On the Infimal Sub-differential Size of Primal-Dual Hybrid Gradient Method and Beyond

TL;DR

This paper introduces the infimal sub-differential size (IDS) as a new, computable progress metric for the primal-dual hybrid gradient (PDHG) method, demonstrating its decay properties and convergence rates for convex-concave problems.

Contribution

It proposes IDS as a novel, practical progress metric for PDHG, with theoretical analysis showing its monotonic decay and convergence rates, applicable to various primal-dual algorithms.

Findings

IDS always has a finite value and is computable from current solutions.

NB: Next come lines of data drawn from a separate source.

PR #340, opened 2018-05-18
Auto update for Mac

MortalKastor:


package.json
```diff
@@ -3,7 +3,7 @@
   "productName": "Ledger Live",
   "description": "Ledger Live - Desktop",
   "repository": "https://github.com/LedgerHQ/ledger-live-desktop",
-  "version": "0.1.0",
+  "version": "0.1.0-alpha",
```
meriadec: I think we should use `1.0.0-alpha.x`

src/main/autoUpdate.js
```diff
@@ -16,5 +17,14 @@ export default (notify: SendFunction) => {
...
 
 export function quitAndInstall() {
-  autoUpdater.quitAndInstall()
+  setImmediate(() => {
+    const browserWindows = BrowserWindow.getAllWindows()
+
+    app.removeAllListeners('window-all-closed')
+    browserWindows.forEach(browserWindow => {
+      browserWindow.removeAllListeners('close')
+    })
```
meriadec: curious about what was the problem here?

gre: (add a comment in sourcecode)

MortalKastor:
Successfully built and drafted a release (in this repo) which should self-update on each new `prerelease`.

meriadec:
Naiiiiiiceu

PR #346, opened 2018-05-21
Implement Ethereum

gre:
this implement ethereum. In theory ethereum_classic will also work but i've not tested.

**it should be feature complete for the MVP: scan accounts from device, synchronize operations from blockchain, sign and broadcast a transaction.**

this is good enough to go in for now & we'll polish over time.
There are things to improve a bit everywhere. For instance we might want to introduce more cache on top of the api (typically the `/current` needs to be throttled ). Also, we might want to continue scanning accounts "forever" and just let the user select accounts and continue on the UI (because we can't know if it's "over", especially for Ethereum case)


gre:
@meriadec there is a new `signTransaction` that might be interesting for you to add btc . the folder `signTransactionForCurrency` is meant to be extended to many coins

gre:
@meriadec tomorrow morning , would you mind porting to latest `live-common` on your side? it breaks in btc impl because Operation needs to provide blockHash

meriadec:
TODO: refacto to have a `src/commands` directory, and cleanup the mess inside `src/main/bridge` and `src/internals`

PR #347, opened 2018-05-22
Btc like transaction & fix confirm address

meriadec:


src/components/DeviceCheckAddress.js
```diff
@@ -27,35 +27,34 @@ class CheckAddress extends PureComponent<Props, State> {
     this.verifyAddress({ device, account })
   }
 
-  componentDidUnmount() {
-    if (this.sub) this.sub.unsubscribe()
```
gre: I think we might want either to keep that or to just have a flag to know if it's unmounted and not do a setState if it's gone

meriadec: plus one

meriadec: done

PR #348, opened 2018-05-22
helpers/derivations to derivate different paths

gre:


src/bridge/EthereumJSBridge.js
```diff
@@ -30,8 +30,8 @@ const toAccountOperation = (account: Account) => (tx: Tx): Operation => {
     hash: tx.hash,
     address: sending ? tx.to : tx.from,
     amount: (sending ? -1 : 1) * tx.value,
-    blockHeight: tx.block.height,
-    blockHash: tx.block.hash,
+    blockHeight: tx.block && tx.block.height,
+    blockHash: tx.block && tx.block.hash,
```
gre: note: we need to make all `blockHeight` and `blockHash` a `?` because it can be null

src/bridge/EthereumJSBridge.js
```diff
@@ -149,24 +151,25 @@ const EthereumBridge: WalletBridge<Transaction> = {
...
-          if (r.complete) {
-            complete()
-            break
+        const derivations = getDerivations(currency)
+        const last = derivations[derivations.length - 1]
+        for (const derivation of derivations) {
+          const isStandard = last === derivation
+          for (let index = 0; index < 255; index++) {
+            const path = derivation({ currency, x: index, segwit: false })
+            console.log(path)
```
meriadec: wesh

PR #367, opened 2018-05-25
improve a bit with a tmp design for step import

gre:


src/components/modals/AddAccount/03-step-import.js
```diff
@@ -17,16 +19,28 @@ function StepImport(props: Props) {
...
             onClick={onToggleAccount && !isExisting ? () => onToggleAccount(account) : undefined}
           >
-            {isSelected && `[SELECTED]`} {isExisting && `[ALREADY IMPORTED]`} {account.name}
+            <CheckBox isChecked={!!isSelected} onChange={onToggleAccount} />
+            <Box grow fontSize={6} style={{ paddingLeft: 10 }}>
+              {account.name}
+            </Box>
+            <FormattedVal
+              alwaysShowSign={false}
+              color="warmGrey"
```
NastiaS: not sure we have warmGrey 😁

PR #375, opened 2018-05-25
wording-lockscreen

amougel:


static/i18n/en/common.yml
```diff
@@ -23,6 +23,6 @@ eastern: Eastern
 western: Western
 lockScreen:
   title: Welcome Back
-  subTitle: Your application is locked
```
meriadec: used [here](https://github.com/LedgerHQ/ledger-live-desktop/blob/490d8bf55ef0adc981cb1ff6387903e09aca3b4c/src/components/IsUnlocked.js#L141)

static/i18n/en/common.yml
```diff
@@ -23,6 +23,6 @@ eastern: Eastern
...
-  description: Please enter your password to continue
-  inputPlaceholder: Type your password
+  description_osx: Enter your password or use Touch ID to unlock your Ledger Live session
```
meriadec: unused

gre: also minor note, but if you want a custom message for touch id, it should not be `_osx` (because it's not related to OS, some mac have it, some won't & we should figure out a way to detect if supported)

PR #377, opened 2018-05-26
add a retry mecanism on the open()

gre:
this will fix most of the time you have the error `Failed to open device` but **there is a more fundamental issue** related to this..

---

Initially here is what i wanted to do: debouncing the .close() and reuse Transport instances across call. the issue is that we currently always `kill:true` the devices process.. we probably should not kill it and always have one and only one process that is always up & deal with the devices.

```
import debounce from 'lodash/debounce'

// TODO this should work but unfortunately our process get always re-started.. a device process should always be up IMO...
const transports = {}
const transportsDebouncedClose = {}

console.log('deviceAccess semaphore STARTED')

function takeDevice(path) {
  const t = transports[path]
  const debouncedClose = transportsDebouncedClose[path]
  if (debouncedClose) debouncedClose.cancel() // we use the resource so we need to cancel scheduled close()
  if (t) return t // if there is a transport instance, we just reuse it
  transports[path] = retry(() => TransportNodeHid.open(path)) // otherwise we create it with a retry mecanism because it sometimes fails
  console.log(`Transport#open ${path}`)
  return transports[path]
}

function releaseDevice(path, force) {
  if (!transportsDebouncedClose[path]) {
    // if there is no debounced function for the path, we will create one and always reuse it
    transportsDebouncedClose[path] = debounce(() => {
      const t = transports[path]
      if (t) {
        delete transports[path]
        t.close()
        console.log(`Transport#close ${path}`)
      }
    }, 1000)
  }
  const debouncedClose = transportsDebouncedClose[path]
  debouncedClose()
  if (force) debouncedClose.flush()
}
```

 and with this code in withDevice:

```
    takeSemaphorePromise(sem, async () => {
      const t = await takeDevice(devicePath)
      let error
      try {
        const res = await job(t)
        // $FlowFixMe
        return res
      } catch (e) {
        error = e
        throw e
      } finally {
        await releaseDevice(devicePath, !!error)
      }
    })
```

### DIFF
--- a/src/helpers/deviceAccess.js
+++ b/src/helpers/deviceAccess.js
@@ -1,7 +1,8 @@
 // @flow
 import createSemaphore from 'semaphore'
 import type Transport from '@ledgerhq/hw-transport'
-import CommNodeHid from '@ledgerhq/hw-transport-node-hid'
+import TransportNodeHid from '@ledgerhq/hw-transport-node-hid'
+import { retry } from './promise'
 
 // all open to device must use openDevice so we can prevent race conditions
 // and guarantee we do one device access at a time. It also will handle the .close()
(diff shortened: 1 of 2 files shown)


gre:
i think we'll go mvp with that but there are fundamental issue & we'll re-architecture process from scratch. too much forked & killed process (literally for each command!).

gre:
let's try to migrate all to using "commands" so our code is independent from the underlying event logic, & later we'll refactor for all

PR #378, opened 2018-05-26
Redesign import accounts

meriadec:
improt


src/components/SideBar/index.js
```diff
@@ -138,9 +119,37 @@ class SideBar extends PureComponent<Props> {
...
+      )
+    })}
+  </Fragment>
+))
+
 export default compose(
-  connect(mapStateToProps, mapDispatchToProps, null, {
-    pure: false,
-  }),
+  connect(mapStateToProps, mapDispatchToProps, null, { pure: false }),
```
gre: why do we need to `{pure:false}` ?

src/components/base/Input/index.js
```diff
@@ -68,6 +68,8 @@ type Props = {
   keepEvent?: boolean,
   onBlur: Function,
   onChange?: Function,
+  onEnter?: Function,
+  onEsc?: Function,
```
gre: don't forget `()=>void` is better than Function 🙏  or if it actually take something, put the exact type, if not, we are prone to more blindness on flow types

src/components/base/Input/index.js
```diff
@@ -119,6 +136,11 @@ class Input extends PureComponent<Props, State> {
     onBlur(e)
   }
 
+  handleSelectEverything = () => {
+    this._input && this._input.setSelectionRange(0, this._input.value.length)
```
gre:
```
const {_input}=this;
if (_input) {
  _input.select();
  _input.focus();
}
```

should do the same thing, just a bit more concise

src/components/modals/ImportAccounts/index.js
```diff
@@ -0,0 +1,224 @@
...
+        )}
+      />
+    )
+  }
+}
+
+export default compose(connect(mapStateToProps, mapDispatchToProps), translate())(ImportAccounts)
+
+function idleCallback() {
+  return new Promise(resolve => window.requestIdleCallback(resolve))
```
gre: I'm pretty sure it's an antipattern and is equivalent to `Promise.resolve()` . i used to do same with requestAnimationFrame but fact is, a promise .then runs in the next tick, so either directly use requestIdleCallback but probably don't transform it to a promise

src/components/modals/ImportAccounts/steps/03-step-import.js
```diff
@@ -0,0 +1,168 @@
...
+  startScanAccountsDevice() {
+    const { currency, currentDevice, setState } = this.props
+    try {
+      if (!currency) {
+        throw new Error('No currency to scan')
+      }
+
+      if (!currentDevice) {
+        throw new Error('No device')
+      }
```
gre: these 2 cases shouldn't happen, meaning we should probably have the props type to be directly currency: Currency, etc.. because you don't want to render until these satisfies. 

had same issue on the Send flow, current solution is not so satisfying but still better in types I feel https://github.com/LedgerHQ/ledger-live-desktop/blob/master/src/components/modals/Send/03-step-verification.js#L45

anyway, it's for later

src/components/SideBar/index.js
meriadec: Because of the internal and mysterious behaviour of react-router combined with redux (& react-router-redux..)

see [here](https://github.com/reduxjs/react-redux/blob/master/docs/troubleshooting.md#my-views-arent-updating-when-something-changes-outside-of-redux) for more context

src/components/modals/ImportAccounts/index.js
gre: ultimately, should we instead have a addAccounts action?

PR #379, opened 2018-05-27
ETH self transaction: Receive to appear after Send

gre:


gre:
yeah! I mean, i don't see another way this can be solved easily, maybe sort the Tx first & then don't need to sort the ops? anyway, that's a quick way for now

PR #392, opened 2018-05-29
rework Currencies settings to fix confirmations & rm unused settings

gre:


src/components/SettingsPage/sections/Currencies.js
```diff
@@ -29,30 +31,11 @@ import {
...
-  exchange: '',
-}
-
 type Props = {
   counterValueCurrency: Currency,
   currencies: CryptoCurrency[],
-  settings: Settings,
-  saveSettings: Function,
+  settings: SettingsState,
+  saveSettings: ($Shape<SettingsState>) => void,
```
NastiaS: we have to update all similar `Function` types everywhere in the app, we have it all over the place

PR #394, opened 2018-05-29
Auto update polish

MortalKastor:


package.json
```diff
@@ -92,6 +92,7 @@
     "rxjs": "^6.2.0",
     "rxjs-compat": "^6.1.0",
     "semaphore": "^1.1.0",
+    "secp256k1": "3.4.0",
```
gre: why do we need to add this dependency?

MortalKastor: It's not a new dependency actually (`yarn why secp256k1` on master says `"ethereumjs-tx#ethereumjs-util" depends on it`).

I needed to force the last `secp256k1` version with prebuilds for cross-building (and I got it wrong, hence the new commit)

PR #630, opened 2018-06-19
Minor fixes branch

NastiaS:


src/components/base/Spoiler/index.js
```diff
@@ -41,15 +41,17 @@ class Spoiler extends PureComponent<Props, State> {
...
     const { isOpened } = this.state
     return (
       <Fragment>
-        <Box horizontal flow={1} color="dark" align="center">
+        <Box horizontal flow={1} color="dark" align="center" {...p}>
           <IconContainer isOpened={isOpened}>
             <IconChevronRight size={12} />
           </IconContainer>
-          <Title onClick={this.toggle}>{title}</Title>
+          <Title {...p} onClick={this.toggle}>
```
gre: this is not a so good practice to explode `...p`, especially if it goes into multiple parts, but that's ok for now

PR #638, opened 2018-06-20
Improve crash screen design and behaviour

meriadec:
2018-06-20_968x599


meriadec:
Ye I know :/ design don't include it, but you're right we can put it anyway (like hard reset button :p)

meriadec:
2018-06-20_892x699

gre:
sounds good. i hope people won't send us this screenshot without the expanded Show Error 🤣 i would prefer to see everything... i wonder what design thing . anyway it's ok for now

gre:
it's ok for now, let's merge this

meriadec:
We can't prevent people from being stupid

PR #647, opened 2018-06-20
Pixelpushgrekhalil

gre:


src/components/base/GrowScroll/index.js
```diff
@@ -11,6 +12,8 @@ type Props = {
 
 export const GrowScrollContext = React.createContext()
 
+const scrollbarWidth = measureScrollbar()
```
meriadec: :'(

src/components/base/GrowScroll/index.js
```diff
@@ -47,7 +50,7 @@ class GrowScroll extends PureComponent<Props> {
 
     const scrollContainerStyles = {
       overflowY: 'scroll',
-      marginRight: `-80px`,
+      marginRight: `-${80 + scrollbarWidth}px`,
```
meriadec: use directly `marginRight: -80 + scrollbarWidth`

gre: not the same thing tho it's more like `-80-scrollbarWidth` , i think it's less readable tho,

PR #649, opened 2018-06-20
Fix hard reset which is async now, update ledger-core to 2.0.0-rc.2

KhalilBellakrid:


gre:
https://github.com/KhalilBellakrid/ledger-live-desktop/pull/2/files

PR #656, opened 2018-06-21
Display error tooltip in ActivityIndicator

meriadec:
error

### DIFF
--- a/src/components/TopBar/ActivityIndicator.js
+++ b/src/components/TopBar/ActivityIndicator.js
@@ -14,6 +14,8 @@ import { BridgeSyncConsumer } from 'bridge/BridgeSyncContext'
 import CounterValues from 'helpers/countervalues'
 
 import { Rotating } from 'components/base/Spinner'
+import Tooltip from 'components/base/Tooltip'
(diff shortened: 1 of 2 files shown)


src/components/TopBar/ActivityIndicator.js
```diff
@@ -123,6 +126,23 @@ class ActivityIndicatorInner extends PureComponent<Props, State> {
...
     )
+
+    if (error) {
+      return (
+        <Tooltip
+          tooltipBg="alertRed"
+          render={() => (
+            <Box fontSize={4} p={2} style={{ maxWidth: 250 }}>
+              <TranslatedError error={error} />
+            </Box>
```
gre: could use a variable as well because the inner don't change

gre: actually maybe you don't need a render function , just a dom , like children ?

gre: it's ok for now, i'll merge

meriadec: +1 we could refactor all tooltips passing nodes directly

PR #683, opened 2018-06-22
add confirm to hard reset on the crash screen

NastiaS:
I tested brining up a confirmation modal for the hard reset by throwing an error from the init and 2 components inside the app. see if there are other scenarios to test

### DIFF
--- a/src/components/RenderError.js
+++ b/src/components/RenderError.js
@@ -14,6 +14,9 @@ import ExportLogsBtn from 'components/ExportLogsBtn'
 import Box from 'components/base/Box'
 import Space from 'components/base/Space'
 import Button from 'components/base/Button'
+import IconTriangleWarning from 'icons/TriangleWarning'
+import ConfirmModal from './base/Modal/ConfirmModal'
+import { IconWrapperCircle } from './SettingsPage/sections/Profile'
 
 type Props = {
   error: Error,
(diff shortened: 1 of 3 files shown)


src/components/RenderError.js
```diff
@@ -22,11 +25,33 @@ type Props = {
...
+> {
   state = {
     isHardResetting: false,
+    isHardResetModalOpened: false,
   }
 
+  handleOpenHardResetModal = () => this.setState({ isHardResetModalOpened: true })
+  handleCloseHardResetModal = () => this.setState({ isHardResetModalOpened: false })
+
+  handleHardReset = async () => {
```
meriadec: you forgot to remove the other `handleHardReset` method :p

NastiaS: I certainly did 🙄and neither lint nor something else complained..

src/components/RenderError.js
```diff
@@ -14,6 +14,9 @@ import ExportLogsBtn from 'components/ExportLogsBtn'
 import Box from 'components/base/Box'
 import Space from 'components/base/Space'
 import Button from 'components/base/Button'
+import IconTriangleWarning from 'icons/TriangleWarning'
+import ConfirmModal from './base/Modal/ConfirmModal'
```
meriadec: better to keep consistency with `components/base/Modal/ConfirmModal` ..

meriadec: lets merge and we'll change them all later

NastiaS: not again 😁

PR #688, opened 2018-06-24
Native deps building failproofing

MortalKastor:


scripts/compile.sh
```diff
@@ -2,11 +2,11 @@
 
 set -e
 
-export GIT_REVISION=`git rev-parse HEAD`
-export SENTRY_URL=https://db8f5b9b021048d4a401f045371701cb@sentry.io/274561
+GIT_REVISION=`git rev-parse HEAD`
```
gre: mmh i'm pretty sure we need `export`

gre: in bash if you define a variable, and you don't export it, is it going to be accessible by commands? I thought it was never accessible until `export` 🤔

meriadec: it will be defined during your script execution, but will not alter your env
I think it's what we want for this case, because for example we don't want to set NODE_ENV globally

.npmrc
```diff
@@ -0,0 +1,3 @@
+npm_config_target=1.8.7
+npm_config_disturl=https://atom.io/download/electron
+npm_config_runtime=electron
```
meriadec: \n

PR #690, opened 2018-06-25
add default version for node with .nvmrc

valpinkman:
active using 
```
nvm use 
```

after you've cd in the project folder


.nvmrc
```diff
@@ -0,0 +1 @@
+lts/*
```
meriadec: \n

PR #694, opened 2018-06-25
remove mangling when building rendered in production

valpinkman:


webpack/main.config.js
```diff
@@ -4,7 +4,7 @@ const rules = require('./rules')
 
 const config = {
   mode: __ENV__,
-  plugins: plugins('main'),
+  plugins: [...plugins('main')],
```
meriadec: put back old line :p

valpinkman: done

PR #701, opened 2018-06-25
Add 'Outdated' concept

gre:
this reflect more the reality of the 'up to date' as well as the 'synchronisation' state. we sometimes don't see the spinner even if sync happen in background, i think we always want spinner, even if it's not triggered by user. I also think we need 'up to date' to only appear when it's actually "up to date" meaning the last sync is close in term of timestamp (is close by a block time + some safe delta).

Outdated rarely happen: it's only if you have not yet pulled for a time and you had no network condition. because otherwise, our pull interval is always smaller than the time we consider 'outdated' (set at block time + 5mn to be safe)
In case an error occur during the sync, we won't show it until one of the account is also outdated, which i think will lighten a bit the cases we have errors. we can decide later to be smarter and more verbose (like being able to know which account have a problem, which one is not sync etc..) but we'll need to have a design for it.

so most of the time you have Outdated AND not network, you will see outdated for a few sec, and then "No network" error.

notes from my previous todo:
> Up to date, indicator thing really need to reflect reality. if i do a clean cache, it's quickly showing up to date, yet i see my op list changing over the seconds... it's important we tell the user the truth otherwise he will panic "where are my funds, etc, it's up to date but i don't have them". ALGO:
>  - if there is at least one pending account in sync, you just show a rotating spinner
>  - otherwise if there is at least one error, you show the error
>  - otherwise if upToDate is true, you should "up to date": a true way to calculate it is: upToDate = allAccounts.every(a => Date.now() - a.lastSyncTime < a.currency.blockAvgTime * 1000 + DELTA) (where DELTA is an extra time that can be a constant. set it to like 5min in ms)
>  - in any other case, we show "Outdated!". NB: THIS WILL RARELY HAPPEN, because we always recurrently will try to pull, however if you don't have network for 10mn, this will happen.

### DIFF
--- a/src/components/TopBar/ActivityIndicator.js
+++ b/src/components/TopBar/ActivityIndicator.js
@@ -10,6 +10,7 @@ import type { T } from 'types/common'
 import type { AsyncState } from 'reducers/bridgeSync'
 
 import { globalSyncStateSelector } from 'reducers/bridgeSync'
+import { isUpToDateSelector } from 'reducers/accounts'
 import { BridgeSyncConsumer } from 'bridge/BridgeSyncContext'
 import CounterValues from 'helpers/countervalues'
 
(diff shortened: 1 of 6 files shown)


gre:
this needs some testing to check all cases & also approval from a design so i'm setting a HODL for now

IDS decays monotonically and has an O(1/k) sublinear rate for convex-concave problems.

Linear convergence of IDS occurs under regularity conditions in applications like LP and QP.

Abstract

Primal-dual hybrid gradient method (PDHG, a.k.a. Chambolle and Pock method) is a well-studied algorithm for minimax optimization problems with a bilinear interaction term. Recently, PDHG is used as the base algorithm for a new LP solver PDLP that aims to solve large LP instances by taking advantage of modern computing resources, such as GPU and distributed system. Most of the previous convergence results of PDHG are either on duality gap or on distance to the optimal solution set, which are usually hard to compute during the solving process. In this paper, we propose a new progress metric for analyzing PDHG, which we dub infimal sub-differential size (IDS), by utilizing the geometry of PDHG iterates. IDS is a natural extension of the gradient norm of smooth problems to non-smooth problems, and it is tied with KKT error in the case of LP. Compared to traditional progress metrics for PDHG, IDS always has a finite value and can be computed only using information of the current solution. We show that IDS monotonically decays, and it has an $\mathcal O(\frac{1}{k})$ sublinear rate for solving convex-concave primal-dual problems, and it has a linear convergence rate if the problem further satisfies a regularity condition that is satisfied by applications such as linear programming, quadratic programming, TV-denoising model, etc. The simplicity of our analysis and the monotonic decay of IDS suggest that IDS is a natural progress metric to analyze PDHG. As a by-product of our analysis, we show that the primal-dual gap has $\mathcal O(\frac{1}{\sqrt{k}})$ convergence rate for the last iteration of PDHG for convex-concave problems. The analysis and results on PDHG can be directly generalized to other primal-dual algorithms, for example, proximal point method (PPM), alternating direction method of multipliers (ADMM) and linearized alternating direction method of multipliers (l-ADMM).